What does HackerNews think of fastText?

Fediverse and Naive Bayes: The Grandfather of Spam Filters Still Making Waves | Aug 2023

Was working in NLP from about 2014-2020. At the start, NB was indeed generally the best performing baseline model you could use, and we would train it for every task. However, we came to realise that Facebook's FastText model[1] was almost always the better choice as soon as your training set was more than a few hundred samples. Some advantages:

- accuracy generally a few points better than NB

- better generalisability due to the word embeddings acting as a bottleneck on expressiveness compared to NB or logistic regression which essentially model all words / bigrams as independent

- trained with cross-entropy, meaning that model scores can be used more effectively as a 'confidence' - e.g. for spam if you want to say something like "if prediction score > X, then filter", Naive Bayes is not ideal due to the 'naive' assumption which makes the scores very un-calibrated (it tends to give extremely high or low confidence scores, which gets worse with document length).

- is completely linear (or at least log-linear like NB), so explainability is super simple.

disclaimer: I haven't really thought about NLP for about 3 years so there may be something better than this now

[1] https://github.com/facebookresearch/fastText

How to solve most NLP problems: a step-by-step guide | Jan 2018

Word2Vec and bag-of-words/tf-idf are somewhat obsolete in 2018 for modeling. For classification tasks, fasttext (https://github.com/facebookresearch/fastText) performs better and faster.

Fasttext is also available in the popular NLP Python library gensim, with a good demo notebook: https://radimrehurek.com/gensim/models/fasttext.html

And of course, if you have a GPU, recurrent neural networks (or other deep learning architectures) are the endgame for the remaining 10% of problems (a good example is SpaCy's DL implementation: https://spacy.io/). Or use those libraries to incorporate fasttext for text encoding, which has worked well in my use cases.

Word vectors are awesome but you don’t need a neural network to find them | Oct 2017

https://github.com/facebookresearch/fastText this is Facebook's super efficient word2vec like implemention. i thought ppl might find it interesting

Word vectors are awesome but you don’t need a neural network to find them | Oct 2017

also, word2vec are super fast and work great. the text has no convincing argument on why not to use them, unless you don't want to learn basic neutral nets. even then, just use Facebook fast text : https://github.com/facebookresearch/fastText

How we built Tagger News: machine learning on a tight schedule | May 2017

Link to original HN submission: https://news.ycombinator.com/item?id=14337275

It's worth noting for future reference that in terms of supervised learning of labels given a text document input, fasttext (https://github.com/facebookresearch/fastText) is leagues ahead of conventional approaches in both accuracy and training speed, and there is a Python interface (https://github.com/salestock/fastText.py) for use with Django/Flask (unfortunately, recent fasttext changes have broken the interface for now).
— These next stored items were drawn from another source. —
PR #271, opened 2023-05-05
ci: publish workflow uses tar for mac / linux

gord5500:
### Why

A bit more native than zip files for these OS's


.github/workflows/publish.yml
gord5500, line 1: Wasn't 100% sure if doing it like this is okay or if we'd rather two separate steps that only run if the machine is mac / windows

gord5500: Maybe we should get rid of the $env:PLATFORM and just do that manually now?

.github/workflows/publish.yml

Tomáš Mikolov on Word2vec and AI research at Microsoft, Google, Facebook [audio] | Feb 2017

Great podcast.

The world owes a big THANK YOU to Tomáš Mikolov, one of the creators of Word2Vec[0] and fastText[1], and also to Radim Řehůřek, the interviewer, who is the creator of gensim[1].

The number of software developers and researchers in industry and academia who rely on the work of these two individuals is large and growing every day.

[0] https://code.google.com/p/word2vec/

[1] https://github.com/facebookresearch/fastText

[2] https://radimrehurek.com/gensim/

Parallelizing Word2Vec in Multi-Core and Many-Core Architectures | Dec 2016

It's worth noting that fasttext, which was made in part by the original word2vec authors, can handle as many cores as you throw at it.

https://github.com/facebookresearch/fastText

How Quid uses deep learning with small data | Nov 2016

The baseline I'd like to see this compared to is the not-very-deep-learning "bag of tricks" that's conveniently implemented in fastText [1].

[1] https://github.com/facebookresearch/fastText

Machine Learning for Emoji Trends | Aug 2016

This was posted in 2015, but now that fasttext (https://github.com/facebookresearch/fastText), just released by Facebook and can scale to Instagram-sized datasets, can create word vectors better than word2vec which account for context (https://arxiv.org/pdf/1607.04606v1.pdf), this type of analysis will only improve in the future.

Bag of Tricks for Efficient Text Classification | Aug 2016

Link to source code: https://github.com/facebookresearch/fastText

The big result here is the 15,000x speedup compared to a neural network, and which increases as the size of the dataset increases. But this doesn't mean neural networks are worthless. From the paper:

Although deep neural networks have in theory much higher representational power than shallow models, it is not clear if simple text classification problems such as sentiment analysis are the right ones to evaluate them.